*** Opening Task inputs ***

PR #8134, opened 2024-09-11
Remove test-app Percy Tests

jrjohnson:
Turns out we're not capturing any snapshots in the test-app so we don't need to run these tests. This solves a percy issue where the build from the test-app was reported last to percy and percy displayed a pipeline error because there aren't actually any screenshots in taken.

Refs #8108


stopfstedt (approved):
supernice.

PR #8135, opened 2024-09-11
improve Calendar filters display on mobile

michaelchadwick:
Fixes ilios/ilios#5701

* Reduced font-size of `<h5>`
* Changed `<h5>` height across breakpoints
* Removed `small-filter-list` class from filters so it takes up available width
* Added spaces to 'Program/Cohort' term in `en-us` and `es` (commit message was typo, oops) so that it wraps better


stopfstedt (approved):
LGTM

PR #8136, opened 2024-09-12
fix missing session timed release information

michaelchadwick:
Fixes ilios/ilios#5697

Looks like `.fromJSDate()` is looking for a JS `Date` object, not a string, so I converted it. There are several `DateTime` functions that could conceivably do the job, too, but this way kept tests passing, so it seemed the most prudent.

### DIFF
--- a/packages/ilios-common/addon/components/timed-release-schedule.js
+++ b/packages/ilios-common/addon/components/timed-release-schedule.js
@@ -17,6 +17,6 @@ export default class TimedReleaseSchedule extends Component {
     if (!this.args.startDate) {
       return false;
     }
-    return DateTime.fromISO(this.args.startDate) > DateTime.now();
+    return DateTime.fromJSDate(new Date(this.args.startDate)) > DateTime.now();
   }
 }
--- a/packages/ilios-common/addon/components/timed-release-schedule.js
+++ b/packages/ilios-common/addon/components/timed-release-schedule.js
@@ -17,6 +17,6 @@ export default class TimedReleaseSchedule extends Component {
     if (!this.args.startDate) {
       return false;
     }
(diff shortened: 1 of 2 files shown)


packages/ilios-common/addon/components/timed-release-schedule.js
```diff
@@ -17,6 +17,6 @@ export default class TimedReleaseSchedule extends Component {
     if (!this.args.startDate) {
       return false;
     }
-    return DateTime.fromJSDate(this.args.startDate) > DateTime.now();
+    return DateTime.fromJSDate(new Date(this.args.startDate)) > DateTime.now();
```
jrjohnson, line 20: Probably don't need the interim `Date`, if this is a string coming in and it is correctly formatted you can use [fromISO](https://moment.github.io/luxon/#/parsing?id=iso-8601) directly.

```suggestion
    return DateTime.fromISO(this.args.startDate) > DateTime.now();
```

jrjohnson (changes requested):

packages/ilios-common/addon/components/timed-release-schedule.js
michaelchadwick: I tried that one, but tests failed. I will change it and fix the tests instead.

jrjohnson: Ah right, because tests were assuming at `Date` object. Yes, update the tests to match reality and then I guess we'll go full typescript. I see no reasonable alternative to check values like this and get a good error 😖

jrjohnson: Offline conversation, we're going to move forward with this fix and circle back for cleanup.

jrjohnson (dismissed):

dartajax (approved):
functionally this works for me

PR #8592, opened 2025-05-27
use Yup to validate room prop.

stopfstedt:


michaelchadwick (changes requested):
Screenshot 2025-05-28 at 8 53 34 AM
Another instance of the "double error message" event. Demo doesn't fall prey to this particular data input, but it _does_ trigger if you put in something like `0.A`.

PR #8595, opened 2025-05-29
by default, only render the first validation error message.

stopfstedt:


stopfstedt:
the remaining two from the list above are legit lists of errors and will remain collections.

```
$ grep -r 'error' packages --exclude-dir=dist --exclude-dir=node_modules --include=*.js | egrep 'page' | grep collection
packages/frontend/tests/pages/components/learner-group/bulk-assignment.js:  finalErrorData: collection('[data-test-final-error-data] tbody tr', {
packages/frontend/tests/pages/components/login-form.js:  errors: collection('[data-test-error]'),
```

PR #8596, opened 2025-05-30
Fixed School Vocab Manager title init/cleanup

michaelchadwick:
Refs ilios/ilios#6186

Somehow this instance was not in the list from ilios/ilios#6186, but I noticed it while trying to fix something else.


stopfstedt (approved):
LGTM

PR #8602, opened 2025-05-31
Subject Report object types that use search inputs now focused when validation fails

michaelchadwick:
Fixed ilios/ilios#6216


packages/frontend/app/components/reports/new-subject.gjs
```diff
@@ -447,6 +447,15 @@ export default class ReportsNewSubjectComponent extends Component {
         select.classList.add('error');
         select.focus();
       }
+
+      const searchObjectTypes = ['course', 'instructor', 'learning material', 'mesh term'];
+
+      if (searchObjectTypes.includes(this.prepositionalObject) && !this.prepositionalObjectId) {
+        const search = document.querySelector('[data-test-search-box] input');
```
stopfstedt, line 454: the targeted element is not guaranteed to be there, and will break the site when not.

running the report with this configuration will blow up, for example:

image

stopfstedt (changes requested):

stopfstedt (approved):
LGTM

PR #8605, opened 2025-06-02
Add missing icon for unpublished ILMs on WaaG and single events

michaelchadwick:
Fixes ilios/ilios#4225

Added missing icon, but also added page-object for `FaIcon` and rewrote tests to use it.

Ended up not using the `FaIconStack` implementation that was written for this PR, but will add it to a separate one to keep concerns, uh, separate.


michaelchadwick:
Update on this: added the infrastructure for a `stacked` or `layered` Font Awesome icon, as well as an integration test for it.

Next: actually add the unpublished icon.

PR #8610, opened 2025-06-05
indicate inactive users with icon.

stopfstedt:
colors are all over the place as-is -in some cases this icon is rendered in red, in others it's grey. i went with grey for these on this first iteration. to be reviewed and decided on.

fixes https://github.com/ilios/ilios/issues/6140


dartajax:
I put `NEEDS TEAM DISCUSSION` label on this one so we can discuss what color to standardize the disabled account icon to be - this PR has a dark grey color rather than screaming red but we should discuss which is best and apply them everywhere. Unrelated account anomalies were showing up too - not related to this ticket - `user_id 4530`

stopfstedt:
> I'm good with merging this as is, great tests!
> 
> There is a lot of duplication of the `{{unless}}` block and I wonder if that would be easier to read as a single `<UserStatus @enabled={{user.enabled}} />` component?

great idea for a follow-up item. this will also help to scope the icon style a bit better - right now it just "hangs out" as component style without an actual corresponding component. 

incoming later today.

dartajax (approved):
I was able to test this a bit but not quite as much as would have been optimal. Search is out of whack currently but will be back soon to normal. I was able to view a few of the new disabled icons and it looks fine to me. I am approving this PR as a result. More telling, less yelling. I like it.

PR #8620, opened 2025-06-12
better placement of search box during learner-group user management

stopfstedt:
refs https://github.com/ilios/ilios/issues/3778

image


dartajax (approved):
I approve of this. I may have yet still another follow-up ticket but we'll see. This is nice.

jrjohnson (approved):

PR #8622, opened 2025-06-13
space saver - moves search box into section header.

stopfstedt:
refs https://github.com/ilios/ilios/issues/3778

image


dartajax (approved):
It's almost as if you knew what my follow-up ticket was going to be - this one. Nailed it. This is excellent.

jrjohnson (approved):
Took me a while to find the filter, that was moved... but I persevered!

PR #8636, opened 2025-06-21
render the name of the current learner group, not its top-level parent, in the component title.

stopfstedt:
the current learner group is the correct context to put on the screen.

fixes https://github.com/ilios/ilios/issues/6210


dartajax (approved):
Top level - bah. Not that you needed my approval for this, but I am glad to do the honors.

PR #8639, opened 2025-06-23
consider selected courses input when picking the right school in dropdown.

stopfstedt:
this fixes https://github.com/ilios/ilios/issues/6241

but doesn't add additional output mentioned in the ticket's comments (this is to be further discussed).


michaelchadwick (approved):
Wonderful change. Good test. Sweet.

PR #8641, opened 2025-06-24
escape user input before using it as regular expression.

stopfstedt:
fixes https://github.com/ilios/ilios/issues/6280


michaelchadwick (approved):
YHDW,S

PR #8644, opened 2025-06-25
display sessions associated with a given learner-group.

stopfstedt:
refs ilios/ilios#6187


stopfstedt:
> This is an awesome addition! However, as we all discussed previously, the potential for taking up a lot of vertical space due to many associated sessions makes me think this requires a default collapsible version on load, with the expanded version after a click.

expando added :heavy_check_mark:

michaelchadwick (changes requested):
Sorry to ask for more, but methinks that if there are no Associated Sessions, it should just show "None" and be expanded, without having to expand to see that message.

stopfstedt:
per team discussion today
1. change the component title to `Associated Courses`
2. tally up the number of linked courses and append them to the component title, e.g. `Associated Courses (5)`
3. if there are no associated courses/sessions, then only display the title `Associated Courses (0)`, without the expando-button.

michaelchadwick (dismissed):
Minor class style change noted, but I also have a major functionality change request: track whether this component is expanded in the `LearnerGroupController` and pass setter/getter methods down to `CourseAssociations` so that you can click on a course/session and then hit the browser back button and still have it expanded (currently it always defaults to collapsed)

stopfstedt:
> but I also have a major functionality change request: track whether this component is expanded in the LearnerGroupController and pass setter/getter methods down to CourseAssociations so that you can click on a course/session and then hit the browser back button and still have it expanded (currently it always defaults to collapsed)

handled. please re-review, thanks!

michaelchadwick (approved):
Thanks for adding that extra URL functionality! Love this new addition.

PR #9301, opened 2026-04-23
Make ProgramYear list sortable by startYear and default to descending

michaelchadwick:
Fixes ilios/ilios#6873

### DIFF
--- a/packages/frontend/app/components/program-year/list.gjs
+++ b/packages/frontend/app/components/program-year/list.gjs
@@ -1,5 +1,6 @@
 import Component from '@glimmer/component';
 import { cached, tracked } from '@glimmer/tracking';
+import { action } from '@ember/object';
 import { TrackedAsyncData } from 'ember-async-data';
 import { sortBy } from 'ilios-common/utils/array-helpers';
 import { task } from 'ember-concurrency';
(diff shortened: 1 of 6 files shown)


dartajax:
Screenshot 2026-04-23 at 4 17 56 PM

Screenshot 2026-04-23 at 4 19 00 PM

michaelchadwick:
@dartajax the first image is meant to be ascending (A->Z), and the second image, Program Years, is meant to be descending (9->1). It's using numeric sorting since they are years.

packages/frontend/app/components/program-year/list.gjs
```diff
@@ -38,6 +42,9 @@ export default class ProgramYearListComponent extends Component {
   }
 
   get sortedProgramYears() {
+    if (this.sortBy.includes('startYear')) {
+      return this.programYears.slice().sort((a, b) => a.startYear - b.startYear);
```
stopfstedt: please use [`toSorted()`](https://developer.mozilla.org/en-US/docs/Web/JavaScript/Reference/Global_Objects/Array/toSorted) here instead.

```suggestion
      return this.programYears.toSorted((a, b) => a.startYear - b.startYear);
```

stopfstedt (changes requested):
one minor wrinkle, otherwise this looks good to me.

stopfstedt (approved):
LGTM

dartajax (approved):

dartajax:
Wow - it's hard to see the difference between 9-1 vs 0-1 - oops. I approved this and the Visual Diff - the first column got a bit wider and would have resulted in many screen shot capture diffs in all likelihood - either way this seems fine to me at this point.

PR #9302, opened 2026-04-24
Fix incorrect spacing between Session Term lists

michaelchadwick:
Fixes ilios/ilios#7091

The fix was to _only_ remove margin from the last session terms list, not all of them.


stopfstedt (approved):
LGTM

dartajax (approved):

PR #9306, opened 2026-04-29
Hide 'skip to main content' link from visual users in Safari

michaelchadwick:
Fixes ilios/ilios#7095

Safari needs the `ember-a11y-skip-link` element to be hidden by either `clip` (deprecated) or `clip-path` to be truly hidden. Also, there may be some kind of issue with the focus-ring applied to the element when clicking the page, which causes it to "drift" down the page.

### DIFF
--- a/packages/frontend/app/components/ilios-header.gjs
+++ b/packages/frontend/app/components/ilios-header.gjs
@@ -74,8 +74,12 @@ export default class IliosHeaderComponent extends Component {
       <NavigationNarrator
         @navigationText={{t "general.navigationCompleteText"}}
         @skipText={{t "general.skipToMainContent"}}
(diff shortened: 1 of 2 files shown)


michaelchadwick:
NTS: change `skipLink` to true, and add our own with our own styles

jrjohnson (dismissed):

jrjohnson:
Test failure is legit, need to fix the tab order of this new skip link.

jrjohnson (approved):
grumble grumble, would rather use our own ID and not theirs for this, but not so much that I need to stop the work.

dartajax (approved):
nice fix - sketchy bug - tested on Safari

PR #9309, opened 2026-04-29
If Learner Group has no members, managing it will no longer show empty table with headers

michaelchadwick:
Fixes ilios/ilios#7075


dartajax:
not sure we even need this one anymore since the "Manage Members" is disabled in an empty group anyway - will test more though

stopfstedt (approved):
nice.

dartajax (approved):

PR #9311, opened 2026-04-29
Add fixed table header and column sorting to Students Requiring Cohort Assignment

michaelchadwick:
Fixes ilios/ilios#6876

This will also move the list filter into the manager itself, as suggested in the issue.


stopfstedt (approved):
LGTM

dartajax (approved):
nice

PR #9314, opened 2026-05-01
Improve Screenshot Capture 

jrjohnson:
When an individual test fails we don't really want screenshots capture and comparison to fail without reaching the comparison step.

Also reverts #9310 as, hopefully, no longer needed now that test failure won't cause screenshot failure.

### DIFF
--- a/.github/workflows/visual_diff.yml
+++ b/.github/workflows/visual_diff.yml
@@ -53,6 +53,7 @@ jobs:
         if: steps.screenshot-cache.outputs.cache-hit != 'true'
         run: pnpm install
       - name: Capture Screenshots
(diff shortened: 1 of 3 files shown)


michaelchadwick:
Just to clarify: when you say "When a test fails we don't really want screenshots to fail" did you mean to say "When a _specific screenshot test fails_ we don't really want _all screenshot tests_ to fail?"

jrjohnson:
Edited the PR description. Hopefully that's clearer. Also you can see what happens in this PR now. The mesh test fails, so we get a visual diff failure because 4 screenshots didn't get captured.

stopfstedt (approved):
this tracks.

PR #9320, opened 2026-05-08
Remember expanded years in Curriculum Reports

michaelchadwick:
Fixes ilios/ilios#7121

This PR moves the `expandedYears` variable out of the component and into the route so it can be kept track of in the URL and properly expand/collapse when refreshing or sharing a link.

~~TODO: fix tests~~
TODO: Add more tests

### DIFF
--- a/packages/frontend/app/components/reports/curriculum.gjs
+++ b/packages/frontend/app/components/reports/curriculum.gjs
@@ -134,6 +134,8 @@ export default class ReportsCurriculumComponent extends Component {
         />
         <ChooseCourse
           @selectedCourseIds={{@selectedCourseIds}}
+          @expandedYears={{@expandedYears}}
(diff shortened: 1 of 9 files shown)


jrjohnson (dismissed):
Looks great. needs some more tests.

`ReportsCurriculumChooseCourseComponent` needs tests for clicking a year firing the correct data to `this.args.setExpandedYears` and for updating the UI when that passed value changes.

Now that the router is involved also need acceptance tests for choosing years that checks propagation up to `currentUrl` and checks that setting the URL when the page loads checks the right boxed.

stopfstedt (approved):
LGTM

dartajax (approved):
works for me

dartajax:
I was totally committed to manually merging this one but if "auto-merge" can take care of it, that's fine too.

PR #9322, opened 2026-05-11
Breadcrumb sections above and below link text now clickable

michaelchadwick:
Fixes ilios/ilios#7129

This should make the text, and the area above and below the text, clickable. The area to the left and right (i.e. the > parts) are not currently clickable because they are created by `span::before` and `span::after` CSS attributes.

Will follow this up with a re-write of breadcrumbs as a proper component so future accommodations are much easier.

### DIFF
--- a/packages/ilios-common/app/styles/ilios-common/components/breadcrumbs.scss
+++ b/packages/ilios-common/app/styles/ilios-common/components/breadcrumbs.scss
@@ -9,6 +9,8 @@
   text-align: left;
 
   a {
+    display: block;
+
     &:focus,
     &:hover {
       color: var(--white);


dartajax:
I hate to be that guy but it still doesn't work in the "triangle" areas but is that expected at this stage?

dartajax:
> I hate to be that guy but it still doesn't work in the "triangle" areas but is that expected at this stage?

No problem if that is the case - just wanted to point it out.

michaelchadwick:
@dartajax The triangle areas are *not* expected to work at this stage, no. That would require a complete restructuring of how breadcrumbs work, which I plan to do in a followup PR once this goes in. I updated the description of this PR to reflect that, too.

dartajax:
> @dartajax The triangle areas are _not_ expected to work at this stage, no. That would require a complete restructuring of how breadcrumbs work, which I plan to do in a followup PR once this goes in. I updated the description of this PR to reflect that, too.

coolio - I will approve this

dartajax (approved):

jrjohnson (approved):

PR #9325, opened 2026-05-12
added a period to admin console full sentence captions

dartajax:
Fixes https://github.com/ilios/ilios/issues/5591

This is what I normally do in the user guide. I added periods "." to the admin console messages regarding user assignment. 

If there is something wrong with the way I have done this ...

- I apologize.
- Please terminate my effort however it is necessary to do. 
- Let me know how I can fix this - if that is even possible. 

I only updated the translation files with the period where I thought it was applicable. That's why they call them pull "requests" I guess. I am asking if this is cool ... or not.


michaelchadwick (approved):
👍

michaelchadwick (changes requested):
Legitimate failed tests that have string checking that needs to be updated

michaelchadwick (approved):

PR #9341, opened 2026-05-21
Lock Older Snapdom

jrjohnson:
Now that we have stable fonts with MSW I'm trying an older version of snapdom to see if it can help with some other issues we have with things moving around on the page.


jrjohnson:
Ok, this helps a lot. We lose the checkboxes, but get a lot more stability in the images themselves. All the differences in the candidate images are on the correct side.

michaelchadwick (approved):

PR #212, opened 2019-10-16
reverse-string: Update exercise and add version info

Zureka:
Re-ran the `create_exercise` script for the `reverse-string` exercise as a part of #210.

### DIFF
--- a/exercises/reverse-string/lib/example.dart
+++ b/exercises/reverse-string/lib/example.dart
@@ -1,1 +1,1 @@
-String reverse(String value) => value.split("").reversed.join('');
+String reverse(String value) => value.split('').reversed.join('');
--- a/exercises/reverse-string/test/reverse_string_test.dart
+++ b/exercises/reverse-string/test/reverse_string_test.dart
@@ -3,29 +3,34 @@ import 'package:test/test.dart';
 
 void main() {
   group('ReverseString', () {
-    test("an empty string", () {
-      final String result = reverse("");
-      expect(result, equals(""));
+    test('an empty string', () {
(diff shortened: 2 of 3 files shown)


exercises/reverse-string/lib/example.dart
```diff
@@ -1 +1,3 @@
-String reverse(String value) => value.split("").reversed.join('');
```
Stargator: This can remain as a function without a class

exercises/reverse-string/lib/reverse_string.dart
```diff
@@ -1,3 +1,3 @@
-String reverse() {
+class ReverseString {
```
Stargator: This can remain a function instead of a class.

It's part of the process. What's generated is not necessarily the standard. Some exercises are written so a class isn't required if the logic is simple enough to be contained in a function. It also exposes users to the fact that Dart does not require classes.

exercises/reverse-string/test/reverse_string_test.dart
```diff
@@ -1,31 +1,38 @@
 import 'package:reverse_string/reverse_string.dart';
 import 'package:test/test.dart';
 
+final reverseString = ReverseString();
```
Stargator: Please update the test suite without instantiating a class to fit the example.

exercises/reverse-string/lib/reverse_string.dart
Stargator: No way to do that, at this time.

Zureka:
@Stargator Is there anything else that needs to be done for this PR?

PR #219, opened 2019-10-26
Set inactive maintainers as alumni

Stargator:
@SuperPaintman hasn't contributed since I got involved in this project and @fwip contibuted since 2017.

So I suggest we set their maintainer status as alumni. I'm not exactly sure what the implications are, but overall I believe it means they moved on from the project. @iHiD correct me if I'm wrong.

### DIFF
--- a/config/maintainers.json
+++ b/config/maintainers.json
@@ -3,7 +3,7 @@
   "maintainers": [
     {
       "github_username": "SuperPaintman",
-      "alumnus": false,
+      "alumnus": true,
       "show_on_website": false,
       "name": null,
       "link_text": null,
@@ -23,7 +23,7 @@
     },
     {
       "github_username": "fwip",
-      "alumnus": false,
+      "alumnus": true,
       "show_on_website": false,
       "name": null,
       "link_text": null,


kytrinyx:
This makes sense (and it's been on my list to do this for all the tracks).

@SuperPaintman @fwip Thank you so much for the time and effort that you put into Exercism, and good luck with your current and future endeavors ❤️ You are welcome to come back any time!

Removing them from the config file should remove them automatically from the @exercism/dart team (but our bot is a bit capricious, so I'm not actually sure if that works exactly as advertised). I'll do it manually if the bot fails.

Stargator:
@kytrinyx I saw documentation that had string values, so that's why I did used them in the initial commit.

Would setting them as alumni alsy drop them from @exercism/dart, or would we have to drop them from the config?

kytrinyx:
Setting them as alumni drops them from the team.

I will try to find and amend the documentation.

kytrinyx:
Found and fixed the docs. I wonder if at some point it was implemented, but the linter currently blows up if it's a string rather than a boolean.

iHiD:
It's implemented [here](https://github.com/exercism/website/blob/master/app/services/git/sync_maintainers.rb#L63) as accepting true/false or a string. I think true/false are preferred in normal cases though.

fwip:
Thanks! I appreciate all the work that you all have done, too. <3

Stargator:
@fwip you are always welcome to come back or contribute if you want. Thanks for all your time and considerable work.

*** Closing Task inputs ***

Work out how many lines of the records contain "manually", and reply with the number alone.

2